Hedwig Dohm - Ausgewählte Texte
Wunderbar kluge und geistreiche, ironische, sprachlich schöne Texte, die furchtlos die Übel für Frauen benennen und analysieren - das ist die Hinterlassenschaft von Hedwig Dohm, die wir jetzt endlich selbst lesen können, statt immer nur über sie zu lesen.
In über fünfzig Jahren veröffentlicht Hedwig Dohm feministisch-politische Essays, Lustspiele, Romane, Novellenbände, Aphorismen, Artikel, Rezensionen und Novellen in Zeitungen, Zeitschriften und Sammelbänden sowie eine Abhandlung über die "Spanische National-Literatur". Brieflich hat sie Kontakt zu zahlreichen Frauen und Männern des öffentlichen Lebens.

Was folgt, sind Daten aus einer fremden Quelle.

PR #3013, opened 2018-06-21
Display refactor

rgbkrk:
Closes #2984, in a workable way for now. We can make this much smoother in the near term future though by:

* Switching commutable to using `@nteract/records`
* Relying on those same records in the output react components
* Only passing necessary data to outputs that need them (models are one set)

~~To make this work for now I had to disable some functionality (models being the sneaky one). I've got to figure out a good path for that and then I can make sure this is well situated to iterate with.~~ All set -- `models` get to be immutable up until consumed by a component, protected for perf via `shouldComponentUpdate`. 😍 

NOTE! This kind of deprecates using `<DisplayArea outputs={...} expanded />` over using:

```js
<Outputs expanded>
  <Output />
</Outputs>
```

Yay for compound components!


rgbkrk:
Wow, I'm much happier with this and at a much quicker pace than I expected! Care to check it out @alexandercbooth?

jdetle:
I checked it out and it ran great on my notebooks. It looks like some snapshots need to be updated before a merge.

rgbkrk:
Thank you so much for checking this out John, it gives me much more confidence to have another pair of eyes on it!

rgbkrk:
Made sure Immutable was included as part of display area so the release goes well.

alexandercbooth:
Works great on my end, too. Awesome to have a fix for this 👍

PR #3027, opened 2018-06-26
Fix props access in transform-plotly

gnestor:
Fixes `TypeError: Cannot read property 'layout' of undefined` error when `layout` is not passed to PlotlyTransform.


alexandercbooth:
Thanks @gnestor!

rgbkrk:
Love when PRs go through while I'm not watching. 😊

PR #3057, opened 2018-07-08
chore: remove unnecessary imports in styleguidist

alexandercbooth:
Follow up from #3011

### DIFF
--- a/packages/directory-listing/src/components/entry.md
+++ b/packages/directory-listing/src/components/entry.md
@@ -7,7 +7,6 @@ This component is used to create individual entries in a directory. It is not me
 
 Display an Icon, Name, and time since last saved of an entry in a directory.
 ```jsx
-const { Entry, Icon, Name, LastSaved } = require("../");
 const link = (
                 <a href={"http://nteract.io"}>
                   {"Example-Notebook.ipynb"}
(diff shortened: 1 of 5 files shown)


packages/directory-listing/src/components/entry.md
```diff
@@ -7,7 +7,6 @@ This component is used to create individual entries in a directory. It is not me
 
 Display an Icon, Name, and time since last saved of an entry in a directory.
 ```jsx
-const { Entry, Icon, Name, LastSaved } = require("../");
```
rgbkrk, line 10: I think `Icon`, `Name`, and `LastSaved` are still required (unless I'm mistaken), since they're not `Entry`.

rgbkrk:
Just merging this and seeing how it goes!

packages/directory-listing/src/components/entry.md
rgbkrk: I was totally mistaken. This is awesome! It works if they're in the same directory. ❤️

rgbkrk: We can totally make the presentational components simpler now too! 😄

alexandercbooth: Definitely 👍! I think I am loving _everything_ about react styleguidist 😄

PR #3060, opened 2018-07-09
provide a docs:promote command to alias the deploy

rgbkrk:
Now to build and promote the docs we run:

```
npm run docs:deploy
```

Then check the site it returns to make sure all went well. If it's working, promote it!

```
npm run docs:promote
```

:boom: It will now be live at components.nteract.io

------

~~NOTE: I'm trying the now integration to see what it's like to check out a now deployment on every PR.~~ 😈

PR #3061, opened 2018-07-09
[WIP] Promote docs

rgbkrk:
Just like #3060, except now ▲ a deployment will happen.

🙃

### DIFF
--- a/now.json
+++ b/now.json
@@ -1,0 +1,7 @@
+{
+  "name": "nteract-components",
+  "alias": "components.nteract.io",
+  "static": {
+    "public": "styleguide"
+  }
+}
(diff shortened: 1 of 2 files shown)


rgbkrk:
> Saving deployment image (218.0M)

LOL, this is a terrible idea.

rgbkrk:
If we just moved the electron app out to another repo, we'd sure have a differently shaped monorepo. 😑

rgbkrk:
What I was hoping for with this would be that we could continuously deploy sample versions of our UI, backed by binder for kernel compute, that we can tinker with. May have to build something a bit custom for this to work. 🤔

PR #3062, opened 2018-07-09
npm run start now launches a built copy of docs

rgbkrk:
Like #3061 with more gusto. Let's see how this is.

Still going to be a long install since it's doing the full monorepo.


rgbkrk:
Oh yeah, the build is still huge. I'm thinking the only reasonable option we might have is to take the built apps, put them in circle ci artifacts, and then publish to `now`.

rauchg:
@rgbkrk please let me know if we need to tweak something on our end. How long do your builds usually take?

rgbkrk:
> How long do your builds usually take?

So long as we're not building the desktop app, it's under 4 minutes.

This repo is a big monorepo with ~3 next apps, a hefty desktop app with native deps, and the static styleguidist setup I was hoping to push out (which ends up being _tiny_). If anything, I feel bad about all the things I need to tweak on my end. I would _love_ if we could deploy several next.js apps from our monorepo.

Happy to collaborate to make our overall setup easy for collaborators and make full use of zeit!

PR #4908, opened 2020-02-04
Lazy kernel launch fixes

victor-meng:
This PR includes two fixes for my previous [lazy kernel launch](https://github.com/nteract/nteract/pull/4822) change:
1. In `lazyLaunchKernelEpic`, using the `first` operator prevents the kernel to be launched in multi-tab senario. Instead of using `first`, we should use `distinct` and compare the `contentRef` from the payload. This will still prevent the kernel from being launched more than once within the same notebook, but allow other tabs to lazy launch kernel as well.
2. In `executeCellAfterKernelLaunchEpic`, if the kernel status is still "starting", then the requests in the message queue will never be executed because the `LAUNCH_KERNEL_SUCESSFUL` action is only emitted once. Since we have existing logic that queues the execute requests if the kernel is still starting, we can relax the status check to only filter out "not connected" and "shutting down" status.

### DIFF
--- a/packages/epics/src/execute.ts
+++ b/packages/epics/src/execute.ts
@@ -20,8 +20,8 @@ import { empty, merge, Observable, Observer, of, throwError } from "rxjs";
 import {
   catchError,
   concatMap,
+  distinct,
   filter,
-  first,
   groupBy,
   map,
   mapTo,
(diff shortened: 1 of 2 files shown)


packages/epics/src/execute.ts
```diff
@@ -447,9 +447,8 @@ export function executeCellAfterKernelLaunchEpic(
       return !!(
         kernel &&
         kernel.channels &&
-        (kernel.status === KernelStatus.Idle ||
```
captainsafia, line 450: Note to self: as part of the IKernelProvider work, we should standardize and create selectors for things like `isKerneRunning`.

captainsafia (approved):
Thanks for the quick fix and for detailing the issues in the PR.

PR #4918, opened 2020-02-10
Move from cloneElement to child render props

captainsafia:
Move from `React.cloneElement` to render props for the selection of Editors and the override of the Prompt sub-contents.

This has the benefits of improving the experience when working with TypeScript and reducing aggressive renders.


rgbkrk:
`cloneElement` leads to more renders than child render props? I'm pretty surprised at this!

PR #4922, opened 2020-02-11
Fix error handling when saving

CrystallineCat:
Follow up to an issue raised in #4871.

I looked at the logic, and it seems like the "open in another tab" error is supposed to prevent saving when the local and on-disk modified timestamps mismatched by more than 600 ms. It was apparently added to prevent files in multiple tabs from interfering, but I think this is extremely surprising behaviour, and it can prevent saving a file completely, e.g. for the test I `chmod 000`-ed a file, then `chmod 666`-ed it back, and I still couldn't save over it. I removed the behaviour entirely.

Additionally, the save epic didn't check the contents of the fake-XHR for an error response, so the actual `EACCES` didn't get through. I added that check.

save failed

I also fixed warnings in the file, which lead to removal of several guards that were guaranteed to never fail by the typechecker. This led to tests failing that provided malformed actions to the epic. I removed those tests; I don't think they make much sense with the typechecker.

### DIFF
--- a/packages/epics/__tests__/kernelspecs.spec.ts
+++ b/packages/epics/__tests__/kernelspecs.spec.ts
@@ -1,8 +1,8 @@
+import { fetchKernelspecs } from "@nteract/actions";
+import { JupyterHostRecordProps } from "@nteract/types";
 import { ActionsObservable } from "redux-observable";
 import { toArray } from "rxjs/operators";
-
-import { fetchKernelspecs } from "@nteract/actions";
-import { fetchKernelspecsEpic } from "../src/kernelspecs";
+import { fetchKernelspecsEpic } from "../src";
 
 describe("fetchKernelspecsEpic", () => {
   test("calls kernelspecs.list with appropriate jupyter host config", done => {
@@ -16,16 +16,12 @@ describe("fetchKernelspecsEpic", () => {
         app: {
           host: {
             type: "jupyter",
-            kernelRef: null,
-            id: null,
-            selectedKernelRef: null,
-            kernelspecsRef: null,
-            defaultKernelName: null,
-            activeKernelRefs: [],
             token: "x-x-x",
-            serverUrl: "http://localhost:8888/",
-            crossDomain: false
-          }
+            origin: "http://localhost:8888/",
+            basePath: "",
+            bookstoreEnabled: false,
+            showHeaderEditor: false,
+          } as JupyterHostRecordProps
         }
       }
     };
--- a/packages/epics/src/contents.ts
+++ b/packages/epics/src/contents.ts
@@ -1,42 +1,16 @@
-import { stringifyNotebook, toJS } from "@nteract/commutable";
-import { Notebook } from "@nteract/commutable";
-import FileSaver from "file-saver";
-import { Action } from "redux";
-import { ofType } from "redux-observable";
-import { ActionsObservable, StateObservable } from "redux-observable";
-import { empty, from, interval, Observable, of } from "rxjs";
-import {
-  catchError,
-  concatMap,
-  distinctUntilChanged,
-  map,
-  mergeMap,
-  pluck,
-  switchMap,
-  tap,
-  take
-} from "rxjs/operators";
-
 import * as actions from "@nteract/actions";
+import { Notebook, stringifyNotebook, toJS } from "@nteract/commutable";
 import * as selectors from "@nteract/selectors";
-import {
-  AppState,
-  ContentRef,
-  DirectoryContentRecordProps,
-  DummyContentRecordProps,
-  FileContentRecordProps,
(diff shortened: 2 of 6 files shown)


CrystallineCat:
Hmm... I'm puzzled about the test error.

captainsafia:
@CrystallineCat Dug around with the error and might've figured out why it is happening.

[This](https://github.com/facebook/jest/issues/2567) recommends that the import of the dependency be moved to inside the mock, like so.

```
jest.mock("rx-jupyter", () => {
  const { of } = require("rxjs");
  return {
    contents: {
      JupyterContentProvider: {
        save: (severConfig, filepath, model) => {
          return of({ response: {} });
        },
        update: (serverConfig, prevFilePath, object) => {
          return of({ status: 200, response: {} });
        },
        get: jest
          .fn()
          .mockReturnValue(
            of({
              status: 200,
              response: { last_modified: "some_stable_value" }
            })
          )
          .mockReturnValueOnce(
            of({
              status: 200,
              response: { last_modified: "one_value" }
            })
          )
          .mockReturnValueOnce(
            of({
              status: 200,
              response: { last_modified: "one_value" }
            })
          )
      }
    }
  };
});
```

Also, I found an old `__mocks__` directory in `core` that was conflicting with this. AFAIK, this is no longer needed since all the epics make their own internal mocks. I removed this.

After making these changes, your PR tests ran locally for me.

Can you try it and see if you get the same result?

CrystallineCat:
@captainsafia Thank you very much for your help! This got the tests working.

However, deleting `core/__mocks__` resulted in another test error when a test tried to fetch kernelspecs. I thus reverted that part of the change. That test also used a very strange input that was supposedly valid `JupyterHostRecordProps`, but was missing several properties and had several extra. I fixed that (hopefully correctly, the individual fields don't have any documentation) and typed it.

captainsafia:
> That test also used a very strange input that was supposedly valid JupyterHostRecordProps, but was missing several properties and had several extra. I fixed that (hopefully correctly, the individual fields don't have any documentation) and typed it.

This would make sense. We have an open issue tracked in #3997 to migrate our tests to TypeScript so there's quite a few typing errors sprinkled around the tests.

In any case, glad we got over this hiccup!

packages/epics/src/contents.ts
```diff
@@ -46,20 +20,8 @@ export function updateContentEpic(
   return action$.pipe(
     ofType(actions.CHANGE_CONTENT_NAME),
     switchMap(action => {
-      if (!action.payload || typeof action.payload.filepath !== "string") {
```
captainsafia, line 49: Hm. Is there a reason we are removing this check?

packages/epics/__tests__/kernelspecs.spec.ts
```diff
@@ -16,16 +16,12 @@ describe("fetchKernelspecsEpic", () => {
         app: {
           host: {
             type: "jupyter",
-            kernelRef: null,
```
captainsafia, line 19: Thanks for removing these. These look like properties that used to be on the HostRecord object from a very old version of our SDK.

packages/epics/src/contents.ts
```diff
@@ -118,17 +80,6 @@ export function fetchContentEpic(
   return action$.pipe(
     ofType(actions.FETCH_CONTENT),
     switchMap(action => {
-      if (!action.payload || typeof action.payload.filepath !== "string") {
```
captainsafia, line 121: Ditto here. Are we anticipating that the `catchError` will grab it?

captainsafia (approved):
Looks good overall.

Posted some questions about the safeguards we removed on filepath.

packages/epics/src/contents.ts
CrystallineCat: In both of these, `action.payload` is guaranteed to be an object, and `action.payload.filepath` is guaranteed to be a string by the type checker. This lead to `tslint` telling me that the conditions are always false, so I removed the code as unreachable.

Of course, at runtime, types might not hold. However, in that case we probably have a major problem anyway, and I don't think the guards would improve things by much. That said, I can see an argument for leaving them in.

In general, it would be good to know how much we should trust the type checker. I have been reluctant to fix up the typing in test because many tests are designed to feed wrong parameters to a function, which a type checker would catch, and I'm not sure what to do with the test in that situation.

captainsafia: Ah fair point! I was mostly alarmed by this from a visibility standpoint. This error was good to have because it was explicit about what was wrong but agree that we should rely on the typechecker for this.

In general, I think there are a lot of code-smells lingering in our codebase from our TypeScript conversion. We can continue to clean them up in passes as we come along.

CrystallineCat:
Thanks for reviewing and merging, @captainsafia!

PR #4930, opened 2020-02-14
Spruce up execution epics

captainsafia:
@jayphelps and I met yesterday and walked through the execution epics. Following his feedback, I cleaned up the execution epics in the epics package. The changes are as outlined:

- Splits up the monolithic execute.ts file into multiple files
- Applies the same splitting to the test files
- Removes `map` and `mergeAll` in `sendExecuteRequest` epic in favor of `mergeMap`
- Move all error checks in the core execution epics to the top-level `sendExecuteRequestEpic`
- Remove resubscribing to source in the `catchError` for `createExecuteCellStream`
- Use `cellStream$.pipe(startsWith()` to clear outputs and queue cells before executing
- Replaces all uses of `empty()` with `EMPTY`
- Adds documentation to execution-related epics
- Adds CellId to ExecuteFailed action where applicable for improved diagnostics
- Adds a set of error codes for identifying different types of execution and kernel launch related issues

BTW, @CrystallineCat I think we should update lineWidth config in the prettier file to avoid repeatedly undoing each others formatting. What line-width configuration do you have?


packages/epics/__tests__/execute/execute.spec.ts
```diff
@@ -0,0 +1,364 @@
...
+    sent.subscribe(() => {
+      kernelMsgs.map(msg => received.next(msg));
+    });
+
+    const obs = executeCellStream(channels, "0", message, "fakeContentRef");
+
+    const emittedActions = [];
+    obs.subscribe(action => {
+      emittedActions.push(action);
+    });
```
jayphelps, line 81: You might consider using the TestScheduler and the auto-run `testScheduler.run(callback)` so that time is virtualized and all your tests are deterministic and fast.

I see that there are [tests already in nteract that use it](https://github.com/nteract/nteract/blob/d0fd5ba0cef3080b4ee1a095c9d5cdc739339863/applications/desktop/__tests__/renderer/epics/close-notebook.spec.ts#L201) which is great.

I don't immediately know if any of the tests you're including truly would benefit from virtualized time or not, so it's possible they're all already synchronous though I do see the usage of `done()` signifying potentially async code.

That said, writing marble diagrams and using TestScheduler is not easy. There's the official guide here: https://rxjs-dev.firebaseapp.com/guide/testing/marble-testing but it's still somewhat lacking.

Also important if you google for it, in RxJS v6 we added the that `testScheduler.run(callback)` thing so that it would automatically use the TestScheduler instance in all operators without you needing to do your own dependency injection crap. Nearly all tutorials don't reference this new way of doing it, and there are also some subtle but important differences in the semantics of the diagrams. In March I'm gonna be doing a talk on this at [RxJS Live Conf](https://www.rxjs.live/), hopefully it'll be helpful for folks.

packages/epics/src/execute/lazy-launch.ts
```diff
@@ -0,0 +1,147 @@
...
+        of(
+          ...selectors
+            .messageQueue(state)
+            .map((queuedAction: AnyAction) =>
+              actions.executeCell(queuedAction.payload)
+            )
+        ),
+        of(actions.clearMessageQueue())
+      );
+    })
```
jayphelps: `merge(of(...items), of(item))` could be done as `of(...items, item)`

packages/epics/src/execute/lazy-launch.ts
```diff
@@ -0,0 +1,147 @@
...
+        actions.launchKernelByName({
+          kernelSpecName,
+          cwd,
+          kernelRef,
+          selectNextKernel: true,
+          contentRef
+        })
+      );
+    }),
+    distinct(
```
jayphelps, line 125: FYI distinct keeps a record of all previously distinct items, in this case every previous distinct action's contentRef. Worth mentioning in case this could be unintentional and a memory leak.

packages/epics/__tests__/execute/execute.spec.ts
```diff
@@ -0,0 +1,364 @@
...
+import { catchError, share, toArray } from "rxjs/operators";
+
+import {
+  createExecuteCellStream,
+  executeCellEpic,
+  executeCellStream,
+  sendExecuteRequestEpic
+} from "../../src/execute";
+
+const Immutable = require("immutable");
```
jayphelps: Curious why this has to be CJS vs ESM?

packages/epics/__tests__/execute/lazy-launch.spec.ts
```diff
@@ -0,0 +1,174 @@
...
+            })
+          }),
+          kernels: stateModule.makeKernelsRecord(),
+          messages: stateModule.makeMessagesRecord()
+        }),
+        kernelRef: "fake"
+      })
+    };
+    const state$ = new StateObservable(new Subject(), state);
+    const action$ = ActionsObservable.of(
```
jayphelps, line 156: If your code isn't using the prototype based `.ofType()` operator and only uses the pipe version, I would suggest not using ActionsObservable since it's going to be removed in v2 of redux-observable and it buys you nothing else. Though I'm not sure if your epics will have type errors if you don't give them an ActionsObservable...that might be the case, in which just ignore my suggestion for now

packages/epics/src/execute/lazy-launch.ts
```diff
@@ -0,0 +1,147 @@
...
+  state$: StateObservable<AppState>
+) {
+  return action$.pipe(
+    ofType(actions.EXECUTE_CELL),
+    filter((action: actions.ExecuteCell) => {
+      const state = state$.value;
+      const contentRef = action.payload.contentRef;
+      return !selectors.kernelByContentRef(state, { contentRef });
+    }),
+    mergeMap<
```
jayphelps: Does this need to be a mergeMap or do all code paths inside project to a single `of(action)` so this could just be a map?

packages/epics/src/execute/map-to-execute.ts
```diff
@@ -0,0 +1,141 @@
...
+) {
+  return action$.pipe(
+    ofType(actions.EXECUTE_FOCUSED_CELL),
+    mergeMap((action: actions.ExecuteFocusedCell) => {
+      const contentRef = action.payload.contentRef;
+      const state = state$.value;
+      const model = selectors.model(state, { contentRef });
+      // If it's not a notebook, we shouldn't be here
+      if (!model || model.type !== "notebook") {
+        return EMPTY;
```
jayphelps: Probably should be an error

packages/epics/src/execute/lazy-launch.ts
```diff
@@ -0,0 +1,147 @@
...
+      const contentRef = action.payload.contentRef;
+      const kernel = selectors.kernelByContentRef(state, { contentRef });
+      return !!(
+        kernel &&
+        kernel.channels &&
+        kernel.status !== KernelStatus.NotConnected &&
+        kernel.status !== KernelStatus.ShuttingDown
+      );
+    }),
+    concatMap(([, state]) => {
```
jayphelps: There's a few epics in this PR with 1-to-many actions. Since they are synchronous it doesn't matter if they use mergeMap, switchMap, concatMap, exhaustMap, etc but I recommend picking one as a team and being consistent. Here it is concatMap, below it is mergeMap

jayphelps: As a very general comment, epics which map actions to other actions without performing any side effects is sometimes a code smell, though not always. I'm not familiar enough with all the moving parts to know in this case.

The questions I ask myself are:

- should whatever this epic be doing done where I dispatched the original action? Or is  this the right place to do
it?
- can whoever is listening for action I'm mapping to instead listen for the original action or is it better to have them separate?

Again, general spider-sense and not a rule. And this is very much just one person's opinion.

jayphelps: What do you think about still giving the first param a name, and just underscore it so linters are okay with it? `concatMap(([_action, state]) => {`

The reason why is that I have indeed hit bugs that were caused by people not seeing the comma `[,` because it's one of those things thats easy to miss unless you already know its there, then you can't unsee it.

packages/epics/__tests__/execute/execute.spec.ts
captainsafia: Yeah, we use quite a few different Observable testing patterns in our codebase. I've always been a bit uneasy about this because it would be great to standardize on one thing so its easier to write new tests.

But speaking from experience, it's really hard to test Observables sometimes so I usually end up copying an existing pattern that works and modifying it to fit the test scenario.

I'll resolve this for now but will keep this in mind if we ever get the chance to do an overhaul on our tests here.

packages/epics/src/execute/lazy-launch.ts
captainsafia: The use here is intentional. For context, we want to launch a kernel associated for each unique content that is registered in the user's store.

Is there a recommended pattern for "run this epic for each unique instance of this"?

Assuming it only keeps unique instances of contentRef, this will grow with each new file that the user opens.

packages/epics/__tests__/execute/execute.spec.ts
captainsafia: No reason. I assume it lingered here from another commit. I cleaned it up.

packages/epics/src/execute/lazy-launch.ts
captainsafia: Sounds reasonable!

packages/epics/__tests__/execute/lazy-launch.spec.ts
captainsafia: I think I'll keep it to ActionsObservable for now, but we can run through and update everything once we upgrade redux-observable.

packages/epics/src/execute/lazy-launch.ts
captainsafia: This led me down a typing wormhole so I decided to leave it with the `merge` for now.

packages/epics/src/execute/lazy-launch.ts
captainsafia: I ended up standardizing this entire file to use `switchMap` per your other recommendation.

Using `map` sent me down a TypeScript wormhole so I decided to save my sanity for the type being. Maybe the next version of redux-observable will improve the experience here.

rgbkrk:
Thanks for the review @jayphelps!

PR #4931, opened 2020-02-15
Replace <li> in dropdown menu with buttons

barshana-banerjee:
Issue solve : All the `<li>` below that have role button should just be `<button>` #4499

Changed list to button objects and added css styles


captainsafia (approved):
It works well locally! Thanks.

PR #4937, opened 2020-02-18
Fix IContent definition for "directory" type

gitanuj:
According to current definition of `IContent<"directory">` the content property is of type `Array<IEmptyContent<"directory">>`. However this is not correct and the directory content can contain any type of file. So this change updates the content property type to `Array<IEmptyContent<FileType>>` instead.

### DIFF
--- a/packages/types/src/content-provider.ts
+++ b/packages/types/src/content-provider.ts
@@ -31,7 +31,7 @@ export interface IContent<FT extends FileType = FileType>
     : FT extends "notebook"
     ? Notebook
     : FT extends "directory"
-    ? Array<IEmptyContent<FT>>
+    ? Array<IEmptyContent<FileType>>
     : null;
 }
 


packages/types/src/content-provider.ts
```diff
@@ -31,7 +31,7 @@ export interface IContent<FT extends FileType = FileType>
     : FT extends "notebook"
     ? Notebook
     : FT extends "directory"
-    ? Array<IEmptyContent<FT>>
+    ? Array<IEmptyContent<FileType>>
```
captainsafia, line 34: Thanks for catching this!

Do you notice any  other places where we have the incorrect type?

captainsafia (approved):
Looks good overall. Left one comment inline.

packages/types/src/content-provider.ts
gitanuj: This was the only place where I found incorrect type. Found this only while writing a content provider which creates content array for a "directory" type.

Diese Jubiläumsausgabe zum 175. Geburtstag von Hedwig Dohm enthält einiges aus ihrem umfangreichen Werk: Essays, Erzählungen, Dialoge, Aphorismen und Briefe. Die Romane, Feuilletons, Briefe, Essays, Novellen und Theaterstücke sollen in den nächsten Jahren im selben
Verlag in einer Gesamtausgabe erscheinen. Freuen wir uns darauf!

"Wer hin zu meinen Geistes-Welten will, muss voll Glaubens an die Entdeckung des Neulands sein." (Dohm)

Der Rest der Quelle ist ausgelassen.